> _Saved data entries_
»»
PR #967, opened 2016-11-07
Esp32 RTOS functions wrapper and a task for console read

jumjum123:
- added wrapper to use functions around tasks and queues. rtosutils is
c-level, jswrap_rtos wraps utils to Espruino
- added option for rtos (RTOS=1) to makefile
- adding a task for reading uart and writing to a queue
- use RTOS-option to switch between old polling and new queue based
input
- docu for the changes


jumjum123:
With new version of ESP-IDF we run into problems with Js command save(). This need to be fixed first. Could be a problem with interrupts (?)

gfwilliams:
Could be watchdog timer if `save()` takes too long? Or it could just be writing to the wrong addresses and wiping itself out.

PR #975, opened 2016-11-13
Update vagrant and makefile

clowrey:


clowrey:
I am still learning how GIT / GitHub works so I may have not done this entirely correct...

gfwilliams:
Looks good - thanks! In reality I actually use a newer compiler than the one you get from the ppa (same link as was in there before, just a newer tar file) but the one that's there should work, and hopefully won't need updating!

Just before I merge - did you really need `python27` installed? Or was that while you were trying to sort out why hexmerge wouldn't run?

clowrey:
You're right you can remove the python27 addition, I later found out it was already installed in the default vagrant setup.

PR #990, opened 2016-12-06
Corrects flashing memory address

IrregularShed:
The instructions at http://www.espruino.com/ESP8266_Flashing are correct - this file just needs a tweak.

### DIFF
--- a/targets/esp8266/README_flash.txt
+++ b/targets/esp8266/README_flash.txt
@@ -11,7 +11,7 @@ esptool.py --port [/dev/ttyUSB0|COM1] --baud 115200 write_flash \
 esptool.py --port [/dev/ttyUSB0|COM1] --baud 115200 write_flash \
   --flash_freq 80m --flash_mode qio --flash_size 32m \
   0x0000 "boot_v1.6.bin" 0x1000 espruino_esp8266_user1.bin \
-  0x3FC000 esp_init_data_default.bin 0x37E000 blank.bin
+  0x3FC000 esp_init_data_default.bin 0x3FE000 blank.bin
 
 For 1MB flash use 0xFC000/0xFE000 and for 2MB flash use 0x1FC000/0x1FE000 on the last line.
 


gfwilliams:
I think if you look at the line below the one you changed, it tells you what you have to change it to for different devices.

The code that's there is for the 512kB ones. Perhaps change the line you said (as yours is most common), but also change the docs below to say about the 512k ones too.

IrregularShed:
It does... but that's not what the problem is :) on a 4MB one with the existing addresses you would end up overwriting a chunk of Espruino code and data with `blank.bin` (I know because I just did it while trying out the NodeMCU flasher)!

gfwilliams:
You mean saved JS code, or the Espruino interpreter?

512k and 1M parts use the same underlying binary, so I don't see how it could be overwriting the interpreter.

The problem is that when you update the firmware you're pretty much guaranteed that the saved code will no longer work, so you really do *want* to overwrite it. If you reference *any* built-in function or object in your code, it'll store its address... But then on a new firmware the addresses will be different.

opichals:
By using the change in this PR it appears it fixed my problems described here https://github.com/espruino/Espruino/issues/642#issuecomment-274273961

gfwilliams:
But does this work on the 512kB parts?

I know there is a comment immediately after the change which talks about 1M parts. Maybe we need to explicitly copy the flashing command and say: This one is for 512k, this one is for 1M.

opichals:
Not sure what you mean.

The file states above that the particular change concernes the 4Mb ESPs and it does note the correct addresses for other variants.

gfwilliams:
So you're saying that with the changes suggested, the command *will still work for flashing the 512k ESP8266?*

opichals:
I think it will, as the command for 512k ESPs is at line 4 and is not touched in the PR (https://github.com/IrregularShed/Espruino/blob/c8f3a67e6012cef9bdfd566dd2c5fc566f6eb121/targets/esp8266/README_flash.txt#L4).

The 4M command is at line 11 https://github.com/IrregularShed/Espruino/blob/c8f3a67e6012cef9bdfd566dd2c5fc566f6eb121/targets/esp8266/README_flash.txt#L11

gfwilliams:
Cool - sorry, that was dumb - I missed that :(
««
»»
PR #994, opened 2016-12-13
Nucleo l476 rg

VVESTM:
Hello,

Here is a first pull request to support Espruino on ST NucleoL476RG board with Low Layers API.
««
> _PROBLEM TO SOLVE_
Which lines in the records above hold the string "problems"? Copy each of them.

> _RESULT_
With new version of ESP-IDF we run into problems with Js command save(). This need to be fixed first. Could be a problem with interrupts (?)
By using the change in this PR it appears it fixed my problems described here https://github.com/espruino/Espruino/issues/642#issuecomment-274273961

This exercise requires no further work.